### Directions
Check each line of the listing, and copy it if it contains the word "ignore".

### Source records
PR #704, opened 2020-03-12
Fix undefined $errors issue in nested components

merthurturk:
1️⃣ Is this something that is wanted/needed? Did you create a feature-request issue first?

Yes, this is a fix related to #621, #646 and https://github.com/livewire/livewire/issues/621#issuecomment-597593824.

2️⃣ Does it contain multiple, unrelated changes? Please separate the PRs out.

No

3️⃣ Does it include tests if possible? (Not a deal-breaker, just a nice-to-have)

Yes

4️⃣ Please include a thorough description of the feature/fix and reasons why it's useful.

PR #646 fixed flashing validation error messages to the session but `$errors` variable was only available to the root view only, it was undefined in nested components. This was causing issues with `@error` directive usage in nested components and throwing `Undefined variable: $errors` exceptions. In order to fix the issue, I've implemented exactly what  `Illuminate\View\Middleware\ShareErrorsFromSession` middleware does to share errors with all the views.

5️⃣ Thanks for contributing! 🙌

👍

PR #710, opened 2020-03-12
Fix Error Sharing

taylorotwell:
This PR fixes error sharing with Livewire components as well as nested Blade components within those Livewire components. It also addresses a few other related problems.

Validation errors should not be flashed to the session as previous PR attempted to do. This doesn't solve the root problem and also creates new problems of making validation errors eternally persistent on the screen even after refresh. IMO errors should not be accessed in this way - the Laravel documentation never demonstrates accessing errors in this fashion either. You should use the global `$errors` variable that available to you in your views (and which is also utilized by the `@error` Blade directive).

After sharing the Livewire component's errors globally during that render cycle we reset the shared error bag to its previous state to clean up after ourselves.

Added new test for this based on https://github.com/livewire/livewire/pull/704 and also an additional check to make sure the error bag is restored to its previous state.

### DIFF
--- a/src/Component.php
+++ b/src/Component.php
@@ -107,10 +107,18 @@ abstract class Component
             new \Exception('"render" method on ['.get_class($this).'] must return instance of ['.View::class.']'));
 
         $this->setErrorBag(
-            $errorBag = $errors ?: ($view->errors ?: $this->getErrorBag())
+            $errorBag = $errors ?: ($view->getData()['errors'] ?? $this->getErrorBag())
         );
 
+        $previouslySharedErrors = app('view')->getShared()['errors'] ?? new ViewErrorBag;
+
         $errors = (new ViewErrorBag)->put('default', $errorBag);
+
+        $errors->getBag('default')->merge(
+            $previouslySharedErrors->getBag('default')
+        );
+
+        app('view')->share('errors', $errors);
 
         $view->with([
             'errors' => $errors,
@@ -120,6 +128,8 @@ abstract class Component
         session()->flash('errors', $errors);
 
         $output = $view->render();
+
+        app('view')->share('errors', $previouslySharedErrors);
 
         Livewire::dispatch('view:render', $view);
 
--- a/src/Component.php
+++ b/src/Component.php
@@ -125,8 +125,6 @@ abstract class Component
             '_instance' => $this,
         ] + $this->getPublicPropertiesDefinedBySubClass());
 
-        session()->flash('errors', $errors);
-
         $output = $view->render();
 
         app('view')->share('errors', $previouslySharedErrors);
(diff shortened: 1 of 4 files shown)


calebporzio:
Thanks Taylor!

lucasromanojf:
@taylorotwell what I did was just a best effort that fixed the empty @error issue (at least partially). I think it worked because of the Laravel's ShareErrorsFromSession middleware, that gets errors that may be in session and shares with view (not sure). This is why I did this way, I mean, even if this is not "the right way", the framework predicts this kind of situation in this middleware, right? Anyway, thanks for fixing this issue the right way, obviously you know the right way of addressing this better than me.

taylorotwell:
@lucasromanojf  that middleware runs before Livewire.

lucasromanojf:
@taylorotwell I see... So how did flashing errors to session could make @error inside blade components work? Do you have any idea? Just trying to learn.

lucasromanojf:
After this PR (and removing flashing errors to session), @error directives stopped working again inside Blade components. @taylorotwell please can you help with this? I'm not sure what to do now.

lancepioch:
@all-contributors please add @taylorotwell for code

petericebear:
I came across an issue with error sharing with named ErrorBags. Then the errors are blank within the Component. Any advice how to implement that?

boaterdan:
As has been mentioned above, this fix appears to be problematic.  As cited above, the documentation clearly states validation errors are automatically flashed to the session, even in the current 9.x version.  So why @taylorotwell do you state that it's wrong to do so, and why did you remove functionality that made things work according to the documentation?

The remaining problem for me is that when you have a standard component nested inside a livewire component, you can't get errors out of the session in the component class.  Yes, the $errors variable is available and contains the expected errors by the time you get to the blade, but I want to see if there are errors in the (non-livewire) class  _before_ rendering the component blade. I'm using this technique on another project using standard Laravel without livewire.

Please advise on how to accomplish this now that livewire makes Laravel behave differently (and not in compliance with documentation).

lucasromanojf:
> As has been mentioned above, this fix appears to be problematic.  As cited above, the documentation clearly states validation errors are automatically flashed to the session, even in the current 9.x version.  So why @taylorotwell do you state that it's wrong to do so, and why did you remove functionality that made things work according to the documentation?
> 
> The remaining problem for me is that when you have a standard component nested inside a livewire component, you can't get errors out of the session in the component class.  Yes, the $errors variable is available and contains the expected errors by the time you get to the blade, but I want to see if there are errors in the (non-livewire) class  _before_ rendering the component blade. I'm using this technique on another project using standard Laravel without livewire.
> 
> Please advise on how to accomplish this now that livewire makes Laravel behave differently (and not in compliance with documentation).

As you could see, he is more interested on pointing someone else's mistake than helping providing a solution.

PR #718, opened 2020-03-15
Allow empty value (using single quotes) to be passed

code-distortion:

This change is almost the same as one of my previous PRs.  I wasn't thorough enough and only made the fix for double quotes (sorry about that).  This one is for single quotes.

No,  only one fix.

I noticed the test I wrote for my previous PR (for almost the same thing) was removed. So I haven't added any for this one.

This change allows Livewire components to be used when passing an empty string value with single quotes.

<livewire:do-something value=''>

### DIFF
--- a/src/LivewireTagCompiler.php
+++ b/src/LivewireTagCompiler.php
@@ -28,7 +28,7 @@ class LivewireTagCompiler extends ComponentTagCompiler
                             (?:
                                 \\\"[^\\\"]*\\\"
                                 |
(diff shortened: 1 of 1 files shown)


code-distortion:
Does anybody have an idea why the test is failing?  The same suite of tests completes successfully [here](https://github.com/code-distortion/livewire/actions/runs/55868713)

lancepioch:
@all-contributors please add @code-distortion for maintenance

PR #720, opened 2020-03-15
remove vue support

jgile:
I did not create a feature request.  

No

No

this removes vue support.  current docs say that vue is removed, but it isn’t.  this causes problems for people following the docs as they will install the vue plugin and (possibly) have unexpected results.


calebporzio:
Wow, I thought I already did that, good catch. Thansk!

PR #1728, opened 2020-09-30
Consider view path configuration when guessing render() view path

danharrin:
Consulted Caleb to confirm that this is a bug.

When guessing a view path for `render()`, Livewire now considers the `view_path` configuration.


calebporzio:
Thanks Dan!

calebporzio:
Hey @danharrin, I had to revert these commits after merging, heads up.

This PR actually breaks all my Livewire apps because it forces something like `view('the.full.path.to.resources.views.livewire.etc')`

Just letting you know.

danharrin:
Oh wow, really? I was not aware of that at all, especially since all my tests passed fine.

Is there any way we could implement this behaviour in a way that doesn't break your apps like that?

PR #1735, opened 2020-10-01
Add assertViewIs testing helper

jasonlbeggs:
This PR adds an `assertViewIs` testing helper method. This will allow users to ensure that a certain view is returned from a component. It's similar to [Laravel's `assertViewIs` method](https://laravel.com/docs/8.x/http-tests#assert-view-is).

Usage:

```php
    ->assertViewIs('livewire.some-component');
```


calebporzio:
Thanks!

PR #1738, opened 2020-10-01
Allow a component to skip its initial render

danharrin:
Components can now skip their initial render using `$this->skipRender()`, which has been part of the component API since v2.

This is especially useful when redirecting in a `mount()` method, as it skips the requirement for an obsolete view:

```php
class ComponentWithSkipRender extends Component
{
    public function mount()
    {
        $this->redirect('foo');

        $this->skipRender();
    }
}
```

### DIFF
--- a/src/Component.php
+++ b/src/Component.php
@@ -107,6 +107,8 @@ abstract class Component
 
     public function renderToView()
     {
+        if ($this->shouldSkipRender) return null;
+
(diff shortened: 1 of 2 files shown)


barryvdh:
Why did you close this? Without this PR, the view is not rendered but the `render()` method is still called on the component, so executing queries/gathering data.

PR #1742, opened 2020-10-02
add safari autofill support for .lazy fields

jimpeters:

Wanted by safari users, hated by anyone writing code to detect input changes.

No

If safari would let you automate autofill it sure would!

When using Safari autofill with fields set with .lazy modifier the changes are not picked up.  This is all I could see to do and it works 100% for me after the change and 0% of the time before.  All other field modifiers work without this change so thank you for your work on this Caleb!  Am I barking up the wrong tree in terms of where to handle this?  I ran all the dusk tests and they passed still.


calebporzio:
I think this is the PERFECT solution actually. Thanks!

PR #1745, opened 2020-10-03
Failing test - showcase DOM update from no events/with directive for binding events issue

fabriciojs:
This is a failing test for the case of DOM updating issue which misses updating the directive event binding `wire:click`.

Test `test_button_dom_update_click_event` will fail, while test `test_button_dom_update_click_event_with_id` will succeed.

There will be an issue for this soon.

### DIFF
--- a/tests/Browser/Actions/Test.php
+++ b/tests/Browser/Actions/Test.php
@@ -120,7 +120,7 @@ class Test extends TestCase
         });
     }
 
-    public function test_sibling_buttons()
+    public function test_sibling_buttons_no_ids()
     {
         $this->browse(function ($browser) {
             Livewire::visit($browser, Component::class)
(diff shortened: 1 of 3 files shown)


tests/Browser/Actions/Test.php
```diff
@@ -119,4 +119,34 @@ public function test()
...
+    {
+        $this->browse(function ($browser) {
+            Livewire::visit($browser, Component::class)
+                /**
+                 * sibling buttons
+                 */
+                ->press('@show.button.actions')
+                ->waitForLivewire()->pause(100)->assertPresent('@button.with-actions')
+                ->press('@button.with-click')
+                ->waitForLivewire()->pause(100)->assertSeeIn('@output', 'button with wire:clicked got triggered')
```
nuernbergerA, line 133: thats not how `waitForLivewire()` is designed
For multiple assertions and actions before livewire renders AGAIN
```php
waitForLivewire(function ($b) {
    $b->click('something')
})
// livewire has done its magic and you proceed here after all is rendered
```

sometimes its just a oneliner so you can just pass the single action like HigherOrderProxy stuff
```php
waitForLivewire()->click('something')
// livewire has done its magic and you proceed here after all is rendered
```

```php
            Livewire::visit($browser, Component::class)
                /**
                 * sibling buttons
                 */
                ->waitForLivewire()->press('@show.button.actions')
                ->assertPresent('@button.with-actions')
                ->waitForLivewire()->press('@button.with-click')
                ->assertSeeIn('@output', 'button with wire:clicked got triggered')
            ;
```

just to streamline, we use `click()` over `press()` in 99%

tests/Browser/Actions/Test.php
```diff
@@ -119,4 +119,34 @@ public function test()
...
+            ;
+        });
+    }
+
+    public function test_button_dom_update_click_event_with_id()
```
nuernbergerA, line 138: Due to **performance** reasons, we structured all browser **tests** to have **only one** test **method** per file and just chain all "real" tests within it.

To separate them we use doc-blocks and if needed a `->refresh()` call.

nuernbergerA (changes requested):

nuernbergerA:
Hey @fabriciojs,

thanks for your PR!
That's the way we like it, you deliver a failing test - we fix it :+1: 

Cheers Adrian

fabriciojs:
@nuernbergerA thanks for the review! I updated the test accordingly to your remarks.

Now the last assertion is the only failing part - `->assertSeeIn('@output', 'button with wire:clicked got triggered')` at line 136.

We will try explore on the solution as well - we can keep discussions here on any progress to keep everyone posted.

Thanks!

carlalexander:
Just wanted to tag in with a workaround if someone runs into this issue. I couldn't figure out why my modal wouldn't close after the content was swapped. I just added a random ID with `Str::random()` and the `wire:click` event was picked up.

```blade
<div class="mt-5 sm:grid sm:grid-cols-2 sm:gap-3 sm:grid-flow-row-dense">
    @if (empty($token))
        <button>{{ __('button.create') }}</x-button-primary>
        <button wire:click="$set('opened', false)">{{ __('button.cancel') }}</x-button-secondary>
    @else
        {{-- This needs an ID --}}
        <button id="{{ Str::random() }}" wire:click="$set('opened', false)">{{ __('button.close') }}</x-button-secondary>
    @endif
</div>
```

calebporzio:
Thanks for posting the solution @carlalexander - there is no good way for morphdom to know that those two conditionals are different, so it just tries to update one to the other.

Adding keys is the way to go here.

Closing this

PR #1746, opened 2020-10-03
Check if manifest.json exists

princejohnsantillan:
The issue is when vendor/livewire folder exists but is empty it will still go into the if block and look for the manifest.json file therefore throwing an error. In my case this happened when I ran "php artisan vendor:publish" and selected livewire, once I saw the files created I discarded the scrips and only kept the config file because that's all I needed. VS code only deleted the files but not the folder. 

Googling the issue, I found that I'm not the only one experiencing this. Most advise was to publish the assets but I don't want to keep a copy since I'm not customizing it and I want it kept in the vendor folder.

### DIFF
--- a/src/LivewireManager.php
+++ b/src/LivewireManager.php
@@ -191,7 +191,7 @@ HTML;
         $assetWarning = null;
 
         // Use static assets if they have been published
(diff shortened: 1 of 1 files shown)


calebporzio:
Thanks!

PR #1773, opened 2020-10-07
Improve handling for missing properties in testing

jasonlbeggs:
This PR improves how missing properties or computed properties are handled by the `TestableLivewire` class. Previously, the `TestableLivewire` class would catch all exceptions that occured in a computed property making it harder to debug errors when writing tests. With these changes, only the `PropertyNotFound` exception will be caught and all other exceptions will be allowed through.


jasonlbeggs:
I'm not sure where those two errors are coming from. If someone who is more familiar with the Livewire internals has time to take a look, that'd be great! I'm not sure if it's an issue with my changes or if my changes might've uncovered an issue.

calebporzio:
Perfect! Thank you Jason!

PR #1777, opened 2020-10-08
Support stringables as public properties

michaeldyrynda:

I did not, however, it makes sense to support Laravel's `Stringable` class, in the same way Livewire supports `Collection` and `Model` objects.

No

Yes; best I can tell. Let me know if I've missed some coverage and I'll add it!

We use `Stringable` - or `Str::of('string')` - in a couple of places in our Livewire components, but in order to render them as public properties, we need to explicitly call `__toString()`, which is extraneous and contrary to Livewire's penchant for killing the noise 🥳


calebporzio:
Woot! This is perfect, THANKS @michaeldyrynda !

PR #1778, opened 2020-10-08
Unique rule failes during hydration with ignore()

nuernbergerA:
When validating a **user** with a **unique** rule I can't **ignore** the given user because it's **not hydrated** and the fields a still prefixed during hydration.

I added a failing test with 3 variations to illustrate both issues.

Happy fixing @calebporzio :smile:

### DIFF
--- a/tests/Unit/EloquentModelValidationTest.php
+++ b/tests/Unit/EloquentModelValidationTest.php
@@ -3,8 +3,10 @@
 namespace Tests\Unit;
 
 use Illuminate\Database\Eloquent\Model;
+use Illuminate\Validation\Rule;
 use Livewire\Component;
 use Livewire\Livewire;
+use Livewire\ObjectPrybar;
 use Sushi\Sushi;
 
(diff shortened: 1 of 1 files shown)


iksaku:
To me, this seems related to #1652 for the underlying bug specification. Maybe we could open a discussion for an upcoming fix to this test?

calebporzio:
@nuernbergerA, I think @iksaku is right. We previously closed an issue related to this issue. here was my response: https://github.com/livewire/livewire/pull/1652#issuecomment-700857927

However, apparently it has cropped up again. Thoughts?

iksaku:
Maybe give a way for devs to specify sensible read-only fields to populate beforehand?

Complexity increases in the code base, but may effectively help with this type of cases, when you need to use a non-modifiable attribute before validating or working with the upcoming modifiable attributes.

calebporzio:
Because this is such a sensitive are of the code flow, I'm going to close this in favor of more people expressing this need.

Thanks!

PR #1797, opened 2020-10-10
[CI] fixed indentation

nuernbergerA:
CI currently failing because PHP7.2 fails due to a wrong indentation.


calebporzio:
Thanks Adrian!

PR #1800, opened 2020-10-11
Autoload components by namespace

iamabdeldayem:
This PR will allow developers to autoload components in a similar way to Laravel autoload class components feature https://github.com/laravel/framework/pull/34144

```
Livewire::componentNamespace('Package\\Http\\Livewire', 'package');
```

Then use it as

```
@livewire('package::livewire-component')
```

or

```
<livewire:package::livewire-component />
```

Also, It will look for the view (if the render method isn't provided for Livewire component) using

```
view('package::livewire.livewire-component');
```

which is registered using

```
$this->loadViewsFrom('path/to/package/views', 'package');
```

-----
:heavy_check_mark: Unit test

### DIFF
--- a/src/Component.php
+++ b/src/Component.php
@@ -5,8 +5,10 @@ namespace Livewire;
 use Illuminate\View\View;
 use BadMethodCallException;
 use Illuminate\Support\Str;
+use Illuminate\Support\Arr;
 use Illuminate\Routing\Route;
 use Illuminate\Support\ViewErrorBag;
+use Illuminate\View\ViewFinderInterface;
 use Illuminate\Support\Traits\Macroable;
 use Illuminate\Contracts\Container\Container;
 use Livewire\Exceptions\CannotUseReservedLivewireComponentProperties;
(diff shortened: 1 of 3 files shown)


src/Component.php
```diff
@@ -97,6 +99,22 @@ public static function getName()
         return $fullName;
     }
 
+    public static function getPrefix()
+    {
+        return Str::startsWith(static::class, app('livewire')->getComponentNamespaces())
+            ? array_search(Arr::first(app('livewire')->getComponentNamespaces(), function ($namesapce) {
+                return str_starts_with(static::class, $namesapce);
+            }), app('livewire')->getComponentNamespaces())
+            : null;
```
iksaku, line 108: Looks like you're iterating the same array 3 times in a row. I'll send a PR to your branch with a simplified version of this algorithm :smiley:

iksaku (changes requested):

src/Component.php
iamabdeldayem: Thanks, merged 👌

PR #2280, opened 2020-12-30
remove trailing question mark

timrspratt:
The PR ensures there is no `?` left at the end of the href.

The occurrence I've been having for this is when you navigate back to page 1 which removes the `page` parameter from the query string, resulting in an empty query string. Instead of `example.com/posts` you'd end up with the URL `example.com/posts?`.

Apologies, I don't have experience in writing the tests for this or building the assets. I've popped it on a branch so that it can be modified by others. Thanks

### DIFF
--- a/js/component/SyncBrowserHistory.js
+++ b/js/component/SyncBrowserHistory.js
@@ -90,7 +90,7 @@ export default function () {
 
         let destination = new URL(url)
 
-        let afterOrigin = destination.href.replace(destination.origin, '')
+        let afterOrigin = destination.href.replace(destination.origin, '').replace(/\?$/, '')
 
         return window.location.origin + afterOrigin + window.location.hash
     }


marispro:
I had the same issue and idea before, but eventually solved this problem with except. `?` does not appear anymore.

`protected $queryString = [
        'page' => ['except' => ''],
    ];`

https://laravel-livewire.com/docs/2.x/query-string

timrspratt:
Thanks @marispro. On reflection of my use case, it was actually when a default is `null` that `except` wasn't working. I've managed to solve this by changing the default to `false`, but I'm leaving this open as I feel it's a sensible addition, since the `path` returned in the Livewire message doesn't contain the `?`, it feels a bug that it's the JS that is adding the `?`.

calebporzio:
Definitely a good addition. Thanks @timrspratt ! That's bugged me in the past too!

PR #2288, opened 2021-01-02
Fix entangle array defer issue

joshhanley:
When an array value is entangled and deferred and the request is finally sent, if the server updates that value, it's not reflected in Alpine.

A use case for this is if you have a list of roles in a select, when a user selects a role, and want it to be deferred to save a request.
When the server finally gets the request it uses the new value (ie to save the role to a user) and then you reset it back to it's original value.
But Alpine wasn't showing the new value.

This PR fixes this issue.

Hope this helps!


calebporzio:
Thanks Josh!

joshhanley:
No worries!

PR #2299, opened 2021-01-04
fixed method call

### LINKED ISSUE #2286: Testing: Non-static method Facade\Ignition\Views\Engines\PhpEngine::handleViewException() should not be called statically
I have a test that used to work, that no longer works.  This seems to have started since upgrade my Livewire/Laravel to latest versions.

Here is my test:

    public function testLivewireCreateBusiness()
    {
        $livewire = Livewire::test(\App\Http\Livewire\Business\Create::class);
        $livewire->lastResponse->assertStatus(403);
    }

**Context**
- Livewire version:  dev-master
- Laravel version: 8.20.1
- Phpunit: 9.5.0

Gives error:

### Problem solution
Unique rule failes during hydration with ignore()
When validating a **user** with a **unique** rule I can't **ignore** the given user because it's **not hydrated** and the fields a still prefixed during hydration.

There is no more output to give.